TASK DESCRIPTION → Every entry, from first to last, is to be retyped without any alteration.

Saved entries →
- Opening Delimiter -
PR #1285, opened 2018-06-10
Make evolve and sign action names configurable

kc1212:
We make this change because the service using darcs may have its own
naming scheme for these actions. The implementation simply adds two
additional fields for these names, which must be set on initialisation.

### DIFF
--- a/eventlog/api.go
+++ b/eventlog/api.go
@@ -4,7 +4,6 @@ import (
 	"time"
 
 	"github.com/dedis/cothority/omniledger/darc"
-	"github.com/dedis/cothority/omniledger/darc/expression"
 	omniledger "github.com/dedis/cothority/omniledger/service"
 	"github.com/dedis/protobuf"
 
@@ -34,23 +33,14 @@ func NewClient(r *onet.Roster) *Client {
 	}
 }
 
-// AddWriter modifies the given darc.Rules to use expr as the authorized writer
-// to add new Event Logs. If expr is nil, the current evolution expression is used instead.
-func AddWriter(r darc.Rules, expr expression.Expr) darc.Rules {
-	if expr == nil {
-		expr = r.GetEvolutionExpr()
-	}
-	r["Spawn_eventlog"] = expr
-	return r
-}
-
 // Init initialises an event logging skipchain. A sucessful call
 // updates the ID, Signer and Darc fields of the Client. The new
 // skipchain has a Darc that requires one signature from owner.
 func (c *Client) Init(owner *darc.Signer, blockInterval time.Duration) error {
-	rules := darc.InitRules([]*darc.Identity{owner.Identity()}, []*darc.Identity{})
-	d := darc.NewDarc(AddWriter(rules, nil), []byte("eventlog owner"))
-
+	d := darc.NewDarc([]*darc.Identity{owner.Identity()}, []*darc.Identity{}, "_evolve", "_sign", []byte("eventlog owner"))
+	if err := d.AddRule("Spawn_eventlog", d.GetEvolutionExpr()); err != nil {
+		return err
+	}
 	msg := &InitRequest{
 		Owner:         *d,
 		Roster:        *c.roster,
--- a/external/proto/darc.proto
+++ b/external/proto/darc.proto
@@ -7,32 +7,38 @@ option java_outer_classname = "DarcProto";
 // These are the messages used in the API-calls
 // ***
 
-// Darc is the basic structure representing an access control. A Darc can evolve in the way that
-// a new Darc points to the previous one and is signed by the owner(s) of the previous Darc.
+// Darc is the basic structure representing an access control. A Darc can
+// evolve in the way that a new Darc points to the previous one and is signed
+// by the owner(s) of the previous Darc.
 message Darc {
   // Version should be monotonically increasing over the evolution of a Darc.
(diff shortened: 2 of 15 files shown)


omniledger/darc/identitiy.go
```diff
@@ -0,0 +1,247 @@
+package darc
```
jeffallen: `git mv identitiy.go identity.go`

omniledger/darc/struct.go
```diff
@@ -43,7 +43,16 @@ type Darc struct {
 	BaseID ID
 	// PrevID is the previous darc ID in the chain of evolution.
 	PrevID ID
-	// Rules map an action to an expression.
+	// EvolveName is the name for the evolution action, which must
+	// exist and is responsible for managing the rules for evolving a darc.
+	// This field should not be changed after initialisation.
```
jeffallen: "should not change after init" -> Then why is it public?

omniledger/darc/request.go
```diff
@@ -0,0 +1,107 @@
...
+		}
+	}
+	d.Signatures = darcSigs
+
+	return d, nil
+}
+
+// InitRequest initialises a request, the caller must provide all the fields of
+// the request. There is no guarantee that this request is valid, please see
+// InitAndSignRequest is a valid request needs to be created.
```
jeffallen: s/is/if/

jeffallen: Maybe these two should be called "InitRequestWithSignatures" and "InitRequestAndSign" in order to explain the difference better. Also a sentence in the docs explaining why you'd use one vs the other would be helpful. (I can't propose it because I can't understand it yet.)

eventlog/api.go
```diff
@@ -34,23 +33,14 @@ func NewClient(r *onet.Roster) *Client {
...
-}
-
 // Init initialises an event logging skipchain. A sucessful call
 // updates the ID, Signer and Darc fields of the Client. The new
 // skipchain has a Darc that requires one signature from owner.
 func (c *Client) Init(owner *darc.Signer, blockInterval time.Duration) error {
-	rules := darc.InitRules([]*darc.Identity{owner.Identity()}, []*darc.Identity{})
-	d := darc.NewDarc(AddWriter(rules, nil), []byte("eventlog owner"))
-
+	d := darc.NewDarc([]*darc.Identity{owner.Identity()}, []*darc.Identity{}, "_evolve", "_sign", []byte("eventlog owner"))
```
jeffallen: It seems like NewDarc is *always* (at least in this PR) called with _evolve and _sign. So should they be defaults?

omniledger/darc/struct.go
kc1212: Because they need to be serialised by protobuf

external/proto/darc.proto
```diff
@@ -7,32 +7,38 @@ option java_outer_classname = "DarcProto";
...
+// Darc is the basic structure representing an access control. A Darc can
+// evolve in the way that a new Darc points to the previous one and is signed
+// by the owner(s) of the previous Darc.
 message Darc {
   // Version should be monotonically increasing over the evolution of a Darc.
   required uint64 version = 1;
-  // Description is a free-form field that can hold any data as required by the user.
-  // Darc itself will never depend on any of the data in here.
+  // Description is a free-form field that can hold any data as required by the
+  // user.  Darc itself will never depend on any of the data in here.
```
ineiti: Detail warning: can we have a consensus on whether to use one space or two spaces after a `.`? If both of you think two spaces are OK, so be it. But if it's half/half, it drives me crazy. I vote for one space only.

external/proto/darc.proto
```diff
@@ -7,32 +7,38 @@ option java_outer_classname = "DarcProto";
...
-  // from the previous valid Darc.
-  repeated Signature signatures = 6;
-  // VerificationDarcs are a list of darcs that the verifier needs to
-  // verify this darc. It is not needed in online verification where the
-  // verifier stores all darcs.
-  repeated Darc verificationdarcs = 7;
+  // EvolveName is the name for the evolution action, which must exist and is
+  // responsible for managing the rules for evolving a darc.  This field should
+  // not be changed after initialisation.
+  required string evolvename = 5;
```
ineiti: why do we need this and `signname` again? can't we have them hardcoded? It looks really clunky in here...

omniledger/darc/request.go
ineiti: Why not `NewRequest` and `NewRequestAndSign`?

external/proto/darc.proto
kc1212: I don't have a strong opinion on it, it's just my editor default since I don't manually reflow the text. I think @jeffallen does the same. I'm happy to change to one space. On a related note, we also have different text block widths, I have 80 characters but @jeffallen has something shorter, see the beginning of `darc.go` and the commend width for the difference. We also need to have an agreement on that.

kc1212:
Moving this back to WIP to assess whether it darc contracts can be done without this PR.

kc1212:
This change is not needed to support darc contracts.

external/proto/darc.proto
jeffallen: I type one space after period. My right margin was 70, and I've just fixed it to 80. Sorry for the noise.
- Closing Delimiter -
RESULT OF THE TASK →
PR #1285, opened 2018-06-10
Make evolve and sign action names configurable

kc1212:
We make this change because the service using darcs may have its own
naming scheme for these actions. The implementation simply adds two
additional fields for these names, which must be set on initialisation.

### DIFF
--- a/eventlog/api.go
+++ b/eventlog/api.go
@@ -4,7 +4,6 @@ import (
 	"time"
 
 	"github.com/dedis/cothority/omniledger/darc"
-	"github.com/dedis/cothority/omniledger/darc/expression"
 	omniledger "github.com/dedis/cothority/omniledger/service"
 	"github.com/dedis/protobuf"
 
@@ -34,23 +33,14 @@ func NewClient(r *onet.Roster) *Client {
 	}
 }
 
-// AddWriter modifies the given darc.Rules to use expr as the authorized writer
-// to add new Event Logs. If expr is nil, the current evolution expression is used instead.
-func AddWriter(r darc.Rules, expr expression.Expr) darc.Rules {
-	if expr == nil {
-		expr = r.GetEvolutionExpr()
-	}
-	r["Spawn_eventlog"] = expr
-	return r
-}
-
 // Init initialises an event logging skipchain. A sucessful call
 // updates the ID, Signer and Darc fields of the Client. The new
 // skipchain has a Darc that requires one signature from owner.
 func (c *Client) Init(owner *darc.Signer, blockInterval time.Duration) error {
-	rules := darc.InitRules([]*darc.Identity{owner.Identity()}, []*darc.Identity{})
-	d := darc.NewDarc(AddWriter(rules, nil), []byte("eventlog owner"))
-
+	d := darc.NewDarc([]*darc.Identity{owner.Identity()}, []*darc.Identity{}, "_evolve", "_sign", []byte("eventlog owner"))
+	if err := d.AddRule("Spawn_eventlog", d.GetEvolutionExpr()); err != nil {
+		return err
+	}
 	msg := &InitRequest{
 		Owner:         *d,
 		Roster:        *c.roster,
--- a/external/proto/darc.proto
+++ b/external/proto/darc.proto
@@ -7,32 +7,38 @@ option java_outer_classname = "DarcProto";
 // These are the messages used in the API-calls
 // ***
 
-// Darc is the basic structure representing an access control. A Darc can evolve in the way that
-// a new Darc points to the previous one and is signed by the owner(s) of the previous Darc.
+// Darc is the basic structure representing an access control. A Darc can
+// evolve in the way that a new Darc points to the previous one and is signed
+// by the owner(s) of the previous Darc.
 message Darc {
   // Version should be monotonically increasing over the evolution of a Darc.
(diff shortened: 2 of 15 files shown)


omniledger/darc/identitiy.go
```diff
@@ -0,0 +1,247 @@
+package darc
```
jeffallen: `git mv identitiy.go identity.go`

omniledger/darc/struct.go
```diff
@@ -43,7 +43,16 @@ type Darc struct {
 	BaseID ID
 	// PrevID is the previous darc ID in the chain of evolution.
 	PrevID ID
-	// Rules map an action to an expression.
+	// EvolveName is the name for the evolution action, which must
+	// exist and is responsible for managing the rules for evolving a darc.
+	// This field should not be changed after initialisation.
```
jeffallen: "should not change after init" -> Then why is it public?

omniledger/darc/request.go
```diff
@@ -0,0 +1,107 @@
...
+		}
+	}
+	d.Signatures = darcSigs
+
+	return d, nil
+}
+
+// InitRequest initialises a request, the caller must provide all the fields of
+// the request. There is no guarantee that this request is valid, please see
+// InitAndSignRequest is a valid request needs to be created.
```
jeffallen: s/is/if/

jeffallen: Maybe these two should be called "InitRequestWithSignatures" and "InitRequestAndSign" in order to explain the difference better. Also a sentence in the docs explaining why you'd use one vs the other would be helpful. (I can't propose it because I can't understand it yet.)

eventlog/api.go
```diff
@@ -34,23 +33,14 @@ func NewClient(r *onet.Roster) *Client {
...
-}
-
 // Init initialises an event logging skipchain. A sucessful call
 // updates the ID, Signer and Darc fields of the Client. The new
 // skipchain has a Darc that requires one signature from owner.
 func (c *Client) Init(owner *darc.Signer, blockInterval time.Duration) error {
-	rules := darc.InitRules([]*darc.Identity{owner.Identity()}, []*darc.Identity{})
-	d := darc.NewDarc(AddWriter(rules, nil), []byte("eventlog owner"))
-
+	d := darc.NewDarc([]*darc.Identity{owner.Identity()}, []*darc.Identity{}, "_evolve", "_sign", []byte("eventlog owner"))
```
jeffallen: It seems like NewDarc is *always* (at least in this PR) called with _evolve and _sign. So should they be defaults?

omniledger/darc/struct.go
kc1212: Because they need to be serialised by protobuf

external/proto/darc.proto
```diff
@@ -7,32 +7,38 @@ option java_outer_classname = "DarcProto";
...
+// Darc is the basic structure representing an access control. A Darc can
+// evolve in the way that a new Darc points to the previous one and is signed
+// by the owner(s) of the previous Darc.
 message Darc {
   // Version should be monotonically increasing over the evolution of a Darc.
   required uint64 version = 1;
-  // Description is a free-form field that can hold any data as required by the user.
-  // Darc itself will never depend on any of the data in here.
+  // Description is a free-form field that can hold any data as required by the
+  // user.  Darc itself will never depend on any of the data in here.
```
ineiti: Detail warning: can we have a consensus on whether to use one space or two spaces after a `.`? If both of you think two spaces are OK, so be it. But if it's half/half, it drives me crazy. I vote for one space only.

external/proto/darc.proto
```diff
@@ -7,32 +7,38 @@ option java_outer_classname = "DarcProto";
...
-  // from the previous valid Darc.
-  repeated Signature signatures = 6;
-  // VerificationDarcs are a list of darcs that the verifier needs to
-  // verify this darc. It is not needed in online verification where the
-  // verifier stores all darcs.
-  repeated Darc verificationdarcs = 7;
+  // EvolveName is the name for the evolution action, which must exist and is
+  // responsible for managing the rules for evolving a darc.  This field should
+  // not be changed after initialisation.
+  required string evolvename = 5;
```
ineiti: why do we need this and `signname` again? can't we have them hardcoded? It looks really clunky in here...

omniledger/darc/request.go
ineiti: Why not `NewRequest` and `NewRequestAndSign`?

external/proto/darc.proto
kc1212: I don't have a strong opinion on it, it's just my editor default since I don't manually reflow the text. I think @jeffallen does the same. I'm happy to change to one space. On a related note, we also have different text block widths, I have 80 characters but @jeffallen has something shorter, see the beginning of `darc.go` and the commend width for the difference. We also need to have an agreement on that.

kc1212:
Moving this back to WIP to assess whether it darc contracts can be done without this PR.

kc1212:
This change is not needed to support darc contracts.

external/proto/darc.proto
jeffallen: I type one space after period. My right margin was 70, and I've just fixed it to 80. Sorry for the noise.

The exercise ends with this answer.